テキスト ログ監視用のモニタ作成手順については、製品のヘルプに記載しています。しかし、ルールの作成手順については残念ながら十分な記載がありません。このため、この部分を補完する目的で今回技術情報を公開いたしました。

“Monitoring Text and CSV log files in System Center Operations Manager” (英語)
http://support.microsoft.com/kb/2691973

内容の大半は上記の通りテキスト ログ監視ルールの作成手順ですが、それ以外にこの機能に関する注意点を “Additional Information” に記載しています。詳細については上記の URL を参照して頂ければと思いますが、ポイントは以下の通りとなります。

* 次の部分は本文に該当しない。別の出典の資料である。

PR #117, opened 2024-08-24
eye-tracked foveation

galister:
Some considerations:
- We can either apply the foveation early, for example in `comp_wivrn_flush` this means less delay on the foveation, but we must wait for the fence in-place.
- We can apply it at the end of `comp_wivrn_present`, which will effectively apply it for the next frame. The advantage here is that it's after the busy period, but there will be the added latency of one extra frame. In this case, the fence wait can be in `comp_wivrn_flush`.

During testing, waiting the extra frame was not noticeable for me, but I can imagine it might be for some people. I went with the first option, eventually.

I included a downstream patch that makes Monado only sample the red distortion image, so that we don't have to spend resources maintaining all 3.


galister:
Just tested on Pico 4 as well and behaves as expected without eye tracking.

patches/monado/0006-distortion-images.patch
```diff
@@ -0,0 +1,28 @@
...
+--- a/src/xrt/compositor/shaders/distortion.comp
++++ b/src/xrt/compositor/shaders/distortion.comp
+@@ -118,8 +118,8 @@ void main()
+ 	vec2 dist_uv = position_to_uv(extent, ix, iy);
+ 
+ 	vec2 r_uv = texture(distortion[iz + 0], dist_uv).xy;
+-	vec2 g_uv = texture(distortion[iz + 2], dist_uv).xy;
+-	vec2 b_uv = texture(distortion[iz + 4], dist_uv).xy;
++	vec2 g_uv = r_uv;
++	vec2 b_uv = r_uv;
```
xytovl, line 25: I have doubts the compiler is smart enough to do the `transform_uv` only once as well as `texture(source[iz], r_uv).r,`.

If we only read `r` channel, let's drop the g,b variables from the rest of the shader as well.

server/driver/wivrn_comp_target.cpp
```diff
@@ -596,6 +610,25 @@ void wivrn_comp_target::reset_encoders()
...
+	};
+
+	foveation_renderer->render_distortion_images(foveation, c->nr.distortion.images, c->nr.distortion.image_views);
+
+	wivrn_bundle->device.resetFences(*foveation_renderer->fence);
+	{
+		scoped_lock lock(c->base.vk.queue_mutex);
+		wivrn_bundle->queue.submit(submit_info, *foveation_renderer->fence);
+	}
+	auto res = wivrn_bundle->device.waitForFences(*foveation_renderer->fence, true, UINT64_MAX);
```
xytovl, line 629: Isn't there a way to include this in the command buffer used by monado? We introduce a GPU-CPU synchronization point

server/driver/wivrn_foveation.cpp
```diff
@@ -0,0 +1,279 @@
...
+		                                     .layerCount = 1},
+		        },
+		};
+		cmd_buf.pipelineBarrier(
+		        vk::PipelineStageFlagBits::eTopOfPipe,
+		        vk::PipelineStageFlagBits::eComputeShader,
+		        {},
+		        nullptr,
+		        nullptr,
+		        im_barriers0);
```
xytovl, line 164: I am not sure if the driver is smart enough to do this efficiently or if we should have barriers out of the loop, but with both images

server/driver/wivrn_foveation.h
```diff
@@ -0,0 +1,60 @@
...
+	std::array<xrt_vec2, 2> center_offset = {};
+	std::array<from_headset::tracking::view, 2> views = {};
+	xrt_quat last_gaze = {};
+
+public:
+	wivrn_foveation() {}
+
+	void set_initial_parameters(std::array<to_headset::foveation_parameter, 2> p);
+	void update_tracking(const from_headset::tracking &, const clock_offset &);
+	std::array<xrt_vec2, 2> get_center();
```
xytovl, line 39: Those functions will be called in network and monado threads, they need to be thread-safe

server/shaders/foveate.comp.glsl
```diff
@@ -0,0 +1,61 @@
...
+
+layout(push_constant) uniform PushConstants
+{
+    vec2 a;
+    vec2 b;
+    vec2 scale;
+    vec2 center;
+} pcs;
+
+const float one_over_dim = 1.0 / 127.0;
```
xytovl, line 33: Can we have the dimension as a specialization constant and sync it with monado's image dimensions?

server/driver/wivrn_foveation.cpp
```diff
@@ -0,0 +1,279 @@
...
+		        .a = {foveation.x.a, foveation.y.a},
+		        .b = {foveation.x.b, foveation.y.b},
+		        .scale = {foveation.x.scale, foveation.y.scale},
+		        .center = {foveation.x.center, foveation.y.center},
+		};
+
+		cmd_buf.bindPipeline(vk::PipelineBindPoint::eCompute, *pipeline);
+		cmd_buf.bindDescriptorSets(vk::PipelineBindPoint::eCompute, *layout, 0, ds[eye], {});
+		cmd_buf.pushConstants<FoveationParamsPcs>(*layout, vk::ShaderStageFlagBits::eCompute, 0, f_params);
+		cmd_buf.dispatch(16, 16, 1);
```
xytovl, line 178: The 16s here are 128 (from image size constant in monado's code) / 8 (from shader local size). Can we use the constant from monado?
For the 8 from shader, as long as it's under WiVRn's control I don't care if it's a magic value.

galister: i couldn't include `render/render_interface.h` because then it complains about:

`In included file: unknown type name 'PFN_vkCreateXcbSurfaceKHR'; did you mean 'PFN_vkDestroySurfaceKHR'?`

galister: in the shader I can do 
`float one_over_dim = 1.0 / float((gl_WorkGroupSize.x * gl_NumWorkGroups.x) - 1);`
but then it won't be a compile-time const

server/driver/wivrn_comp_target.cpp
galister: i ended up keeping the separate cmd buf, but dropped the fence

server/driver/wivrn_foveation.cpp
```diff
@@ -0,0 +1,331 @@
...
+
+#include "driver/xrt_cast.h"
+#include "math/m_api.h"
+#include "utils/wivrn_vk_bundle.h"
+#include "wivrn_packets.h"
+#include "xrt/xrt_defines.h"
+#include <array>
+#include <cmath>
+
+#include <cmath>
```
xytovl, line 31: header is present twice

PR #119, opened 2024-09-02
only rely on history if clock_offset is stable

galister:
prevents extrapolation errors and abrupt jumps in tracking that often happen as a result of reconnecting or network lag spikes

### DIFF
--- a/server/driver/clock_offset.cpp
+++ b/server/driver/clock_offset.cpp
@@ -58,7 +58,7 @@ void clock_offset_estimator::add_sample(const xrt::drivers::wivrn::from_headset:
 	}
 	else
 	{
-		sample_interval = std::chrono::seconds(1);
+		sample_interval = std::chrono::milliseconds(100);
 		int64_t latency = 0;
 		for (const auto & s: samples)
 			latency += s.received - s.query;
@@ -88,12 +88,11 @@ void clock_offset_estimator::add_sample(const xrt::drivers::wivrn::from_headset:
 		x0 += (s.query + s.received) * 0.5;
 		y0 += s.response;
 	}
-	x0 /= n;
-	y0 /= n;
+	x0 *= inv_n;
+	y0 *= inv_n;
 
 	if (samples.size() < num_samples)
 	{
-		offset.a = 1;
 		offset.b = y0 - x0;
 		return;
 	}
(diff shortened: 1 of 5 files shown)


server/driver/history.h
```diff
@@ -47,6 +48,15 @@ class history
 		// Discard outdated data, packets could be reordered
 		if (not data.empty())
 		{
+			// keep only one sample if the clock_offset is unstable
+			if (!offset.is_stable())
+			{
+				U_LOG_D("not using history: clock_offset not stable");
+				data.clear();
+				data.emplace_back(sample, produced, t);
+				return;
```
galister, line 57: need to find a way so that the t and Δt samples don't get mixed

server/driver/clock_offset.cpp
```diff
@@ -146,3 +151,8 @@ XrTime clock_offset::to_headset(XrTime timestamp_ns) const
 {
 	return a * timestamp_ns + b;
 }
+
+bool clock_offset::is_stable() const
+{
+	return stable;
+}
```
xytovl, line 158: We already have an `operator bool()`.
We can change `clock_offset.cpp` to check for consistency before making it valid.

server/driver/history.h
```diff
@@ -47,6 +48,19 @@ class history
 		// Discard outdated data, packets could be reordered
 		if (not data.empty())
 		{
+			// keep only one sample if the clock_offset is unreliable
+			if (not offset)
```
xytovl, line 52: All the paths that lead to `add_sample` check if clock offset is valid in `wivrn_session`.

We should never reach this place, if we want to keep a single sample with unstable clock, we should remove the checks.

galister:
I've been trying a different approach - detecting in add_sample if the sample was produced in the future. 

Except it turns out that it's really common for produced_timestamp to be in the future. I would think this is a problem.

Upon first connection, the produced_timestamp is in the past as expected, right from the start.

Upon reconnect, this is what I noted:
- Starts with produced_timestamp in the future, but then it stabilizes right before the video first appears. 
  - This I would think where the offset estimator finished its first pass.
- Video first appears and at the same time, produced_timestamp is now for some reason hundreds of ms in the future
- Over the next seconds, it can keep going further into the future, then after 10~15s, top out and start coming back. I've seen it top out while being at 600-700ms into the future.
- From the moment of reconnect, it can take 30-60s for it to stabilize so that produced_timestamp is no longer in the future.

There were cases when produced_timestamp started in the past, then blasted off into future and came back again, within a similar time frame.

I think that the video stream kicking in could be throwing the offset estimator off.

Possible points for follow-up investigation:
- Temporarily turn off offset estimator for stream initialization phase
- Investigate the huge lag spike that happens on reconnect, but not on first connect
- Make offset estimator less susceptible to outlier values

PR #121, opened 2024-09-04
stage tracking for client + tweaks

galister:
The stage tracking is the larger commit, probably look at that one separately. the others are straightforward.

I changed it to re-center Monado stage instead of tracking origin offset. this preserves calibration between different tracking origins.

From my testing, recenter action seems indistinguishable from the previous method; you will be standing in the center and facing towards the game world's forward direction. Floor level is not touched.

I also switched it to monitor local space only, as to my knowledge, local only changes when recentering, while stage/local_floor may change when the floor level changes.

### DIFF
--- a/client/scenes/stream.h
+++ b/client/scenes/stream.h
@@ -78,10 +78,9 @@ private:
 	std::unique_ptr<wivrn_session> network_session;
 	std::atomic<bool> exiting = false;
 	std::thread network_thread;
-	std::mutex local_floor_mutex;
-	xr::space local_floor;
 	std::mutex tracking_control_mutex;
 	to_headset::tracking_control tracking_control;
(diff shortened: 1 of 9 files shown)


client/scenes/stream.h
```diff
@@ -78,10 +78,10 @@ class stream : public scene_impl<stream>, public std::enable_shared_from_this<st
 	std::unique_ptr<wivrn_session> network_session;
 	std::atomic<bool> exiting = false;
 	std::thread network_thread;
-	std::mutex local_floor_mutex;
-	xr::space local_floor;
 	std::mutex tracking_control_mutex;
 	to_headset::tracking_control tracking_control;
+	xr::space stage;
```
xytovl, line 83: As this space no longer changes, we can use `application::world_space`

PR #122, opened 2024-09-05
steamvr lh support

galister:


server/driver/wivrn_session.cpp
```diff
@@ -162,13 +163,44 @@ xrt_result_t xrt::drivers::wivrn::wivrn_session::create_session(xrt::drivers::wi
...
 		devices->xdevs[n++] = self->left_hand.get();
 		usysds->base.base.static_roles.hand_tracking.left = self->left_hand.get();
 	}
-	if (self->right_hand)
+	if (self->right_hand && !active_right_hand)
 	{
+		active_right_hand = self->right_hand.get();
 		devices->xdevs[n++] = self->right_hand.get();
 		usysds->base.base.static_roles.hand_tracking.right = self->right_hand.get();
 	}
```
galister, line 206: we will eventually want to expose hand tracking, except nowadays OC completely breaks down when using WiVRn hand tracking + lighthouse controller.

server/driver/wivrn_session.cpp
```diff
@@ -162,13 +167,44 @@ xrt_result_t xrt::drivers::wivrn::wivrn_session::create_session(xrt::drivers::wi
...
+	xrt_device * active_left_hand = nullptr;
+	xrt_device * active_right_hand = nullptr;
+
+#ifdef WIVRN_FEATURE_STEAMVR_LIGHTHOUSE
+	auto use_steamvr_lh = std::getenv("WIVRN_USE_STEAMVR_LH");
+	xrt_system_devices * lhdevs = NULL;
+
+	if (use_steamvr_lh && steamvr_lh_create_devices(&lhdevs) == XRT_SUCCESS)
+	{
+		U_LOG_W("Found %lu lighthouse devices:", lhdevs->xdev_count);
```
xytovl, line 179: This should be info level

galister: just removed it, Monado logs them as well

galister:
anything else for this?

xytovl:
I could not test the cmake part, if it works fine for you we can merge. Maybe squash the cmake commit with the previous one.

galister:
Tested and works.

Also here are the instructions for Envision (though envision refuses to work without systemd, so I couldn't test)

In WiVRn Profile, set:
- XR Service CMake Flags:
  - `WIVRN_FEATURE_STEAMVR_LIGHTHOUSE=ON`
- Environment Variables:
  - `WIVRN_USE_STEAMVR_LH=1`
  - `LH_DISCOVER_WAIT_MS=6000`

PR #129, opened 2024-09-12
update monado

galister:
- `EXT_hand_tracking` is now disabled by default, so added `XRT_FEATURE_OPENXR_HAND_TRACKING_EXT=ON`
- removed `0007-pass-requested-time-for-FB_face_tracking2.patch` (merged upstream)
- changed parts of `0008-Use-mipmaps-for-distortion-shader.patch` to avoid nesting. hopefully will be less prone to conflicts this way.
- changed server/driver timestamps `uint64_t` → `int64_t`

tested and seems to not explode


patches/monado/0008-Use-mipmaps-for-distortion-shader.patch
```diff
@@ -1794,32 +1763,32 @@ index 1b295a324..e29b79b03 100644
...
++		    &data,                         // data
++		    &world_poses[i],               // world_pose
++		    &eye_poses[i],                 // eye_pose
++		    &fovs[i],                      // fov
++		    rsci_rtr,                      // rtr
++		    &layer_viewport_data,          // layer_viewport_data
++		    &layer_norm_rect,              // layer_norm_rect
++		    rsci->image,                   // image
++		    rsci->srgb_view,               // srgb_view
++		    +scratch_view->info.mip_count, // mip_count
```
xytovl, line 1776: The `+` should not be there

PR #151, opened 2024-10-15
Create Italian Translation

albanobattistella:


client/locale/it.po
```diff
@@ -0,0 +1,237 @@
...
+msgstr "Visualizzato"
+
+#: client/scenes/stream_stats.cpp:300
+msgid "Predicted"
+msgstr "Previsto"
+
+#: client/scenes/stream_stats.cpp:318
+#, c++-format
+msgid "Estimated motion to photons latency: {}ms"
+msgstr "Latenza stimata del movimento dei fotoni: {}ms"
```
xytovl, line 237: It is the time between user motion to optical display. photons themselves don't have a latency.

Direi "Latenza stimata da movimento a fotoni: {}ms"

client/locale/it.po
Meumeu, line 1: This file must be called `client/locale/it/wivrn.po` instead of `client/locale/it.po`

PR #1873, opened 2024-10-01
feat: add svelte loader `LiveMode`, improve stega handling

rdunk:
#### `<LiveMode>`

Adds a new `<LiveMode>` component export to `@sanity/svelte-loader` which offers improved UX for enabling live mode.

This follows the same pattern as adding the `<VisualEditing>` component from `@sanity/visual-editing/svelte` to enable visual editing, rather than having to call a function in `onMount`.

In order to ship Svelte components, the loader package is now built using `svelte-package` instead of `@sanity/pkg-utils`

#### Stega Handling

Currently, stega is always returned by `loadQuery` if it is enabled at the client config level. Now `loadQuery` will check if preview mode is disabled, and accordingly disable stega.

This required a small change to `@sanity/core-loader`, in order to pass stega configuration to the unstable cache fetcher.


packages/svelte-loader/src/LiveMode.svelte
```diff
@@ -0,0 +1,9 @@
+<script lang="ts">
```
georgedoescode, line 1: Could `LiveMode` be a little confusing moving forward as we are using `SanityLive` for the Live Content API stuff?

rdunk: I think this is a good point, my thoughts are that:
- Yes it could definitely be confusing!
- We already export a `useLiveMode` function in this loader and in the React loader, so the idea of "live" is already established.
- This component is really just a wrapper that calls `useLiveMode` and saves a bit of boilerplate. Is the idea of introducing a _component_ with this name the confusing part?
- I don't think we're 100% confirmed on what the new live APIs will look like, so I'm tempted to say we don't worry too much about that for now.
- I think we'll likely do a major update of the Svelte loader soonish to support Svelte 5, so we can rethink the APIs at that point.

georgedoescode: This makes sense! I agree that since we already have the concept of `liveMode` established, this should be all good. Let's roll with it like you say and see how things feel once the API naming is more established, etc :)

georgedoescode (approved):
Have checked over the best I can with my limited loaders knowledge, but this looks goods to me. I have also pulled the branch and tested:

- overlays in both tools when in Presentation ✅
- overlays in both standalone apps when preview mode is enabled ✅
- no overlays and no stega in the markup in both standalone apps when preview mode is disabled ✅

PR #1884, opened 2024-10-04
feat(visual-editing): add `useDocuments` hook

rdunk:
Exports a new consumable hook that could potentially be used in custom overlay components and for overriding drag and drop functionality.


packages/visual-editing/src/ui/optimistic-state/useDocuments.ts
```diff
@@ -0,0 +1,79 @@
...
+      snapshot: SanityDocument<T>
+    }
+  }
+
+  const mutateDocument = useCallback<DocumentMutate>(
+    (documentId, mutations, options) => {
+      const {commit = true} = options || {}
+
+      if (isEmptyActor(actor)) {
+        const inFrame = window.self !== window.top || window.opener
```
stipsan, line 53: Not a blocker, but should we add a helper in visual-editing-helpers that does this? 
`const inFrame = isInFrame()`

Or maybe we should call it `isPresentation` or `isPresentable` instead of `inFrame`?

stipsan (approved):
Nice! ✨

PR #1886, opened 2024-10-07
chore(drag-and-drop-ui-updates)

georgedoescode:


stipsan (approved):
The changes makes sense to me, let's go 🚀🚀🚀

PR #1910, opened 2024-10-14
DnD Perf/UI Updates

georgedoescode:
This PR: 

- Refactors `DragInsertMarker` to use inline styles vs styled components. SC was killing framerate in Safari during minimap sequences 
- Adds an internal `activeDragSequence` variable to the overlay controller. This is currently used to prevent `click` events from firing shortly after drag sequences end — this occasionally caused the studio side to focus at an awkward time, resulting in frame-rate drops and unwanted `scrollIntoView` triggers.
- Adds `onSequenceStart` and `onSequenceEnd` callbacks to our `handleDragAndDrop` function, these are currently used to support the above, but could later be used to focus an item's parent array on drag start/end. 
- Always renders skeleton rects. We used to only render them for drag previews of a certain size, but since we remove the drag handle it is no longer necessary. 
- Uses a simple `lerp` to pick the best fitting radius value from the sanity UI design system for overlay drag previews
- Fixes preview rect stacking for elements with background images — we now always render image rects first, and text rects second.


packages/visual-editing/src/ui/OverlayDragPreview.tsx
```diff
@@ -58,22 +58,30 @@ const Root = styled.div<{
...
-  const showSkeleton =
-    skeleton.w * scaleFactor >= minSkeletonWidth && skeleton.h * scaleFactor >= minSkeletonHeight
-
   const offsetX = skeleton.offsetX * scaleFactor
   const offsetY = skeleton.offsetY * scaleFactor
 
   const prefersDark = usePrefersDark()
   const theme = useTheme_v2()
 
+  const radius = theme.radius[~~map(skeleton.w, 0, 1920, 1, theme.radius.length - 2)]
```
georgedoescode, line 80: it would be great to be able to do this in CSS alone... it would also be cool if sanity UI had some kind of `auto` radius property for cards 🤔

stipsan: For sure!

PR #1932, opened 2024-10-16
chore: dnd-ui-updates

georgedoescode:
This PR:

- Refactors DragInsertMarker to use inline styles vs styled components. SC was killing framerate in Safari during minimap sequences
- Adds an internal activeDragSequence variable to the overlay controller. This is currently used to prevent click events from firing shortly after drag sequences end — this occasionally caused the studio side to focus at an awkward time, resulting in frame-rate drops and unwanted scrollIntoView triggers.
- Adds onSequenceStart and onSequenceEnd callbacks to our handleDragAndDrop function, these are currently used to support the above, but could later be used to focus an item's parent array on drag start/end.
- Always renders skeleton rects. We used to only render them for drag previews of a certain size, but since we remove the drag handle it is no longer necessary.
- Uses a simple lerp to pick the best fitting radius value from the sanity UI design system for overlay drag previews
- Fixes preview rect stacking for elements with background images — we now always render image rects first, and text rects second.
- Adds proper drag cursor indication 
- Adds a marker around the active drag group 
- Ensures drag sequence listeners are cleaned up correctly


stipsan (approved):
Fantastic! 💖

PR #1946, opened 2024-10-17
chore(drag-and-drop): scroll-into-view, group bounds indicator fix

georgedoescode:
prevent scrollIntoView from firing while minimap open, fix group bounds overflow


stipsan (approved):
Thank you 💖

PR #1947, opened 2024-10-17
fix(presentation): observe correct preview snapshot perspectives

rdunk:
This should fix missing document labels on overlay elements corresponding to documents without draft versions when in the draft perspective.


stipsan (approved):
Splendid 💖

PR #1948, opened 2024-10-17
fix(visual-editing): always report document paths if unresolved

rdunk:
Fixes an issue where union types were not being resolved correctly as the ref used to compare which paths have been resolved was set _before_ a response was received from Presentation. Now we more aggressively query for union types, meaning the context menu for array items should no longer show "Unknown type".


georgedoescode (approved):
LGTM!

stipsan (approved):
Good catch! 💖

PR #1949, opened 2024-10-17
feat(visual-editing): allow mounting custom overlay components

rdunk:
This adds support for mounting custom React components inside of overlays. The `useDocuments` hook has been reworked to provide a more straightforward user facing API, and the `useOptimistic` hook now returns published (`id`) and original `(originalId)` IDs in the reducer action to avoid the need for comparing against/casting to a draft ID in userland.


stipsan (approved):
LGTM 💖

PR #1979, opened 2024-10-18
feat(visual-editing): add duplicate context menu action

rdunk:
Adds a duplicate action to the context menu for array items. Also refactors to use `doc.patch` where applicable.


stipsan (approved):
Good stuff! Let's go!

PR #1983, opened 2024-10-18
chore: enough with prettier and eslint fighting

stipsan:
I'm sick of [this](https://github.com/sanity-io/visual-editing/pull/1982) [fight](https://github.com/sanity-io/visual-editing/pull/1981)


georgedoescode (approved):
Nice! I think it makes sense to remove from eslint. 🚀

PR #1984, opened 2024-10-18
feat: lower permissions req to Collaborator

stipsan:
We used to require Editor or above to allow someone to use Presentation Tool when `previewUrl.previewMode.enable` was used, as it creates documents in your dataset with secrets, and used to have a `sanity-preview-url-secret.**` document `_id` prefix.
The `sanity-preview-url-secret.` prefix ensures the documents can't be queried without being Viewer or above. But the downside is that Collaborator roles can only create `drafts.` prefixes.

a. テキスト ログ監視においては、ログの何行目まで読んだかという情報 (high water mark) を SCOM エージェントが保持している。
b. high water mark よりも前の行については、更新がかかっても再度読まれることはない。
c. ファイルが削除もしくはリネームされてから再作成されれば、high water mark は 1 行目にリセットされる。
※ ただし、ファイル削除後 1 分以内に同名のファイルが再作成された場合には、high water mark がリセットされないことがある。
d. 一定行数までログが入力されたファイルの中身だけを削除し、1 行目からログを再度記録していっても、中身の削除が実施される前の行数に到達するまで監視は実行されない。
e. 上記の理由により、循環形式のログを監視することは出来ない。
f. ? や * を使って監視対象ファイル名の条件を指定した場合で、かつ条件に合致するファイルが複数存在した場合、それらのうちひとつのログにだけ書き込みが実行されるようにしておく必要がある。条件に合致する複数のファイルに並行して書き込みが実行された場合、high water mark のリセットによって古いログの読み直しが発生する可能性がある。

これらの点についてご留意頂ければと思います。
また ※ に記載した動作については、System Center 2012 Operations Manager では発生しません。


コミュニティにおけるマイクロソフト社員による発言やコメントは、マイクロソフトの正式な見解またはコメントではありません。